Why Mediation is Always the Best Approach

In any professional indemnity context, there is bound to be occasions where there is a dispute on the extent of liability and even as to the true cause of the perceived malpractice. The most typical reaction – sensationalized by TV shows – would be to seek a legal outcome in court that compels the other party to accept the position of one party. However, in reality this is often a costly and time-consuming pursuit that essentially helps no one, since a lot of effort is spent negotiating through this process.

Mediation as the First Port of Call

While there might be many instances where legal recourse is eventually unavoidable, it is important to understand that mediation will always be helpful – even if the discussion breaks down and the legal recourse is eventually taken. This is because the process of preparing for mediation involves the same fact-preparation that would be undertaken for legal representation and is therefore not truly a ‘separate’ process.

Once the facts are prepared and presented during a mediation session, the parties are guided through the process of trying to find a suitable compromise that serves the best interests of all. Since this process approaches the issue from the perspective of finding compromise, it would be focused on the main elements of the dispute and centralise the concerns in an amicable manner.

When Mediation Works

In most cases, the claim on malpractice is driven more by raw emotions of being wronged than anything else. Mediation offers a safe and methodological avenue through which these emotions can be cut through and the root matter established in a clear manner. While a court proceeding does this as well, mediation recognizes the reality and impact of emotions to a far greater extent than the courts.

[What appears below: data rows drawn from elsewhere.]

PR #5543, opened 2023-02-22
When adding an Autonomous DB, present profiles instead of tenancies

sdedic:
The user was presented with a selector for tenancies when asked to locate an autonomous DB from the OCI. But tenancy is not that descriptive and it's better when the user gets a selector for profiles, which usually have names meaningful to the user. Tenancy name and its region are still interesting as detail info.
This PR changes the chooser to present profiles, with tenancy+region as detail of the presented choice.

 In addition, two bugs were fixed:
- a progress detail message may be coalesced into the start event, but [was not sent to the client](https://github.com/apache/netbeans/pull/5543/files#diff-1027bccfaaf5f4f1d222a283acbbd61d93bf25b5512b88a24ca1a423781af527R156)
- the creation of next `NotifyDescriptor` step in `NotifyDescriptor.ComposedInput` may block when gathering information. We need to leave the main LSP thread unblocked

Once the emotional overtone is acknowledged and addressed, it then becomes easy for the parties to focus on the actual circumstances and their causes to work towards meaningful outcomes. At the end of the day, the result of any claim is unlikely to restore the emotional well-being completely and is just a platform for psychological healing to be initiated. Mediation offers just the right combination of empathy and factual positioning to serve the most appropriate outcomes for all parties.

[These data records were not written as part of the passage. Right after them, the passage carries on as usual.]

PR #5548, opened 2023-02-22
Maven EventSpy not compatible < JDK 1.8

graben:


mbien:
hi @graben, thanks for the update.

But before we can merge this you would have to update the commit to a valid email address, we would like to avoid having noreply mails in the git history.

to fix the commit you can run:
`git commit --amend --author="Foo Bar <mail@foobar.com>" --no-edit`

after that simply force push again into this PR.

here is also a guide how to change this globally in your git settings:
https://cwiki.apache.org/confluence/display/NETBEANS/Submitting+Pull+Requests

graben:
@mbien : Email address should be set, now.

mbien:
@graben I just noticed, do you want to update the comment at L400 so that it fits to the new code?
https://github.com/apache/netbeans/pull/5548/files#diff-b60bb1906d8d7eb62f0b4fa7925e1c8e360c8bba3c4af8beaf5c05fe33b32bcdR400

github doesn't let me mark it since it is not part of the changeset

graben:
@mbien : Sure, missed that comment the first time

mbien (approved):
Excellent. Thanks again. Going to merge once tests ran.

In many instances, the mediation better serves the closure for the aggrieved party since the emotional impact is part of the process. Eventually, the outcome may be more intangible in nature – such as a heartfelt apology – which would be more powerful in repairing the psychological damage caused than a monetary outcome through the courts.

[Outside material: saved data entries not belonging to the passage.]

Issue #5546, opened 2023-02-22
Try with resources with "var" formatted with extra space before "var"


rturner-edjuster:
### Apache NetBeans version

Apache NetBeans 16

### What happened

This is almost the same issue as https://github.com/apache/netbeans/issues/3720.

When Java code is automatically formatting a try-with-resources statement, if the resource is specified with the type `var` instead of a specific type, an additional space is injected before the `var` keyword.

### How to reproduce

With a clean install of NetBeans 16 on MacOS 13.1, with the default Java code formatting settings (no changes to defaults after install, and no importing of previous version settings), and using a "new file", and no existing project:

1. Create a new Java file:
2. Replace all code with the following:
```
import java.io.IOException;
import java.nio.file.Files;
import java.nio.file.Paths;

public class NewClass {

    public void test() throws IOException {
        try (var br = Files.newBufferedReader(Paths.get("test"))) {

        }
    }
}
```
3. Select "Format" from the "Source" menu and the code will be reformatted as:
```
import java.io.IOException;
import java.nio.file.Files;
import java.nio.file.Paths;

public class NewClass {

    public void test() throws IOException {
        try ( var br = Files.newBufferedReader(Paths.get("test"))) {

        }
    }
}
```

Note the additional space in `try ( var`.

If you replace `var` with `BufferedReader`, the problem does not occur.

### Did this work correctly in an earlier version?

Apache NetBeans 12.6 or earlier

### Operating System

Mac OS X version 13.1 running on aarch64; UTF-8; en_CA (nb)

### JDK

18.0.2; OpenJDK 64-Bit Server VM 18.0.2+9-FR

### Apache NetBeans packaging

Apache NetBeans provided installer

### Are you willing to submit a pull request?

No

### Code of Conduct

Yes

rturner-edjuster:
@neilcsmith-net I will also try with version 17 when the release is made available for general download -- seems imminent based on voting thread. I will provide an update here once I've done that.

neilcsmith-net:
@rturner-edjuster we're just waiting for the webpages to be updated now.  The downloads are already published on ASF infrastructure at https://downloads.apache.org/netbeans/netbeans-installers/17/  And the community installers are also up at https://www.codelerity.com/netbeans/

rturner-edjuster:
Looks like this issue is resolved in v17. My test case above, along with testing it on other code seems to work as expected. Closing.

neilcsmith-net:
[...]

PR #5374, opened 2023-01-27
Annotated record reformatting fix

mbien:
fixes #4399 targets delivery

had a hard time figuring out how the `Reformatter` works since not much is documented there, But the fix turned out to be only a small change. Comparing `scanRecord` with other methods helped a bit.

PR #5550, opened 2023-02-22
Adding support for JDK 20 javac.

jlahoda:
This adds the separately released nb-javac based on JDK 20, and asdjusts NetBeans to it. One of the biggest changes is the drop of source level 7.

---


mbien (commented):
awesome! 

Since this is a major version upgrade, we have to add a few more tweaks:
 - version check to 20 analog to #3953 line: https://github.com/apache/netbeans/pull/3953/files#diff-4acb756ec7378fd25f5bc06c331506df4d42d67d21b4356f8c90ff35dfaa1f75R37
 - module description (and spec version?) update like in [#4010](https://github.com/apache/netbeans/pull/4010/files)

i *believe* this would be everything - but would be good that a second set of eyes verifies this

added https://github.com/apache/netbeans/labels/ci%3Adev-build label in case someone would like to run manual tests. 

This nb-javac build also removes the javac backports (https://github.com/JaroslavTulach/nb-javac/pull/16/files). Since arm block formatting tests didn't fail it appears everything is still working :)

neilcsmith-net:
> This nb-javac build also removes the javac backports (https://github.com/JaroslavTulach/nb-javac/pull/16/files). Since arm block formatting tests didn't fail it appears everything is still working :)

Well, we don't have an arm block formatting test that's sensitive to the fix AFAIK - possibly one with `var` judging by #5546 ?

mbien:
@neilcsmith-net thats the main reason I added the dev build label. Wanted to look up the old issue and test that manually later. I only took a quick look so far - this was no review.

neilcsmith-net:
Thanks @jlahoda Yes, my test wasn't sensitive to this because of the workaround in place.  `var` might have been judging from reports.  I also wonder if the other reported issue in https://github.com/apache/netbeans/issues/3720#issuecomment-1248804306 is still there - it was also triggered by the overlap in reported positions, but I couldn't find a useful workaround for that.

It's such a small issues, but it didn't half bring in some complaints! :smile:

Also looks like there's a conflict since I merged the updated sigfiles from NB17.

java/java.hints/test/unit/src/org/netbeans/modules/java/hints/errors/AddFinalModifierTest.java
```diff
@@ -105,4 +107,12 @@ protected String toDebugString(CompilationInfo info, Fix f) {
...
 	return AddOrRemoveFinalModifier.createAddFinalModifier().getCodes();
     }
+    public static Test suite() {
+        //javac no longer supports any source level that would produce this error
+        return new TestCase("noop") {
+            @Override
+            public void runBare() throws Throwable {
+            }
+        };
+    }
```
mbien, line 117: i suppose that is because variables are now implicitly final if they are only read so that they can be used in lambdas etc. Is it still useful to keep this test around?

mbien (approved):
looks good to me, left one comment inline.

I manually tested the arm blocks a bit and formatting works as expected (no extra space -> no regression). Good to see that nb-javac is now again backport-free.

https://github.com/apache/netbeans/issues/3720#issuecomment-1248804306 is still reproducible but this might have different causes. But this reminded me that I have a wip branch locally which tries to fix formatter issues with annotated records.

jtulach (approved):
I am glad to see that the `nb-javac` [jdk-20+34](https://github.com/jaroslavtulach/nb-javac/tree/jdk-20+34) is working well for NetBeans purposes. Everything seems to be green - merge it!

Once the `jdk-20+34` `nb-javac` is in, I'd like to proceed with a _"dog food experiement"_ - I'd like the try to build NetBeans with it! How else can we demonstrate the `nb-javac` is good enough than by building such a huge project like NetBeans?

mbien:
> But this reminded me that I have a wip branch locally which tries to fix formatter issues with annotated records.

oops this is already merged and released #5374. I forgot to remove the local branch and thought I still have to create the PR for this :)

mbien:
there were a few changes in javac this update:
https://github.com/openjdk/jdk20u/compare/jdk-20+34...jdk-20.0.1-ga

https://foojay.io/java-20/?version=20.0.1&quarter=042023&tab=component (set filter to tools)

I see @jlahoda was involved in most of them, would you recommend to try to get a fresh nb-javac build in? There would be still some time since we are at RC1 atm.

There is always the option to run without nb-javac if someone is hit by an edge case, so if those fixes are not important we could stick to 20+34.

PR #5560, opened 2023-02-24
Vscode ext should update default connection

sdedic:
The vscode "Database" view queried NBLS for the default DB just on startup, then it retained the connection node's ID, and only allowed vscode > NBLS change propagation. We need - for example when defining a new DB - that the NBLS's default connection is reflected back in the vscode. That will help if no connection is present and a new (first) one is defined that becomes the default. May also help in cases when other command(s) redefine the default connection internally.

I've changed DB module since there was a bug in that it offered the 1st connection as a default if none was specifically set - but was willing to change the default 'on the fly' if a new connection appeared, so the default could shift unexpectedly. Case when there's a preferred connection name stored, but the definition is somehow missing was also mishandled.

### DIFF
--- a/ide/db/src/org/netbeans/modules/db/explorer/ConnectionList.java
+++ b/ide/db/src/org/netbeans/modules/db/explorer/ConnectionList.java
@@ -24,9 +24,9 @@ import java.beans.PropertyChangeListener;
 import java.io.IOException;
 import java.lang.ref.Reference;
 import java.lang.ref.WeakReference;
-import java.util.Arrays;
 import java.util.Collection;
 import java.util.List;
+import java.util.Objects;
 import java.util.WeakHashMap;
 import java.util.concurrent.CopyOnWriteArrayList;
 import java.util.prefs.PreferenceChangeEvent;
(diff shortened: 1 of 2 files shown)


ide/db/src/org/netbeans/modules/db/explorer/ConnectionList.java
```diff
@@ -273,32 +278,57 @@ public void setPreferredConnection(DatabaseConnection c) {
...
+            }
+        }
+        if (prefChanged) {
+            fireListeners();
+        }
+        return p;
+    }
+    
+    private static DatabaseConnection findConnection(String name, DatabaseConnection[] conns) {
         for (int i = 0; i < conns.length; i++) {
```
lbownik, line 327: for-each loop maybe?

jhorvath: I don't see the problem, it's a matter of personal preference.

jhorvath (approved):
Looks good

ide/db/src/org/netbeans/modules/db/explorer/ConnectionList.java
sdedic: I usually use for-loops in these situations ... this part was actually extracted from the older code that is obviously no excuse for not updating the style. I usually incorporate 'style issues' whenever some func/perf ("real") issue is found and a new commit has to be made.

PR #5565, opened 2023-02-26
Regenerate PHP signature files

junichi11:
PHP Documentation: Date: 21 Feb 2023

I've verified that there is no exception when I open a PHP file.


tmysik (approved):

tmysik:
@junichi11 Junichi, just to be sure - we can merge this PR, right? If so, feel free to do so. Thanks.

junichi11:
@tmysik Yes, we can merge it :) Thanks!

When Mediation Breaks Down

Even when the mediation is not successful in achieving a mutually-acceptable outcome, it is likely to set the tone for the legal recourse. With so much emphasis on working on the main elements and moving towards a suitable outcome for all sides, it will be easier to move it to the courts for a decision using the same context that was presented in mediation. If that approach is taken by both parties, the court process then becomes less arduous and having a higher chance of arriving at an appropriate decision quickly.

While this is not a guaranteed process flow and there will always be cases where the deliberation breaks down significantly – thus turning the court process an acrimonious one, mediation as the first step provides for the possibility that good outcomes can be achieved for both parties

This is the reason for most claim handlers to prefer mediation as the main method to resolve claims, which contrasts against the erroneous belief that mediation is used for escaping real repercussion. More general awareness is needed to create a more positive perception of mediation where malpractice claims are involved but the truth remains that it is for the benefit of all parties.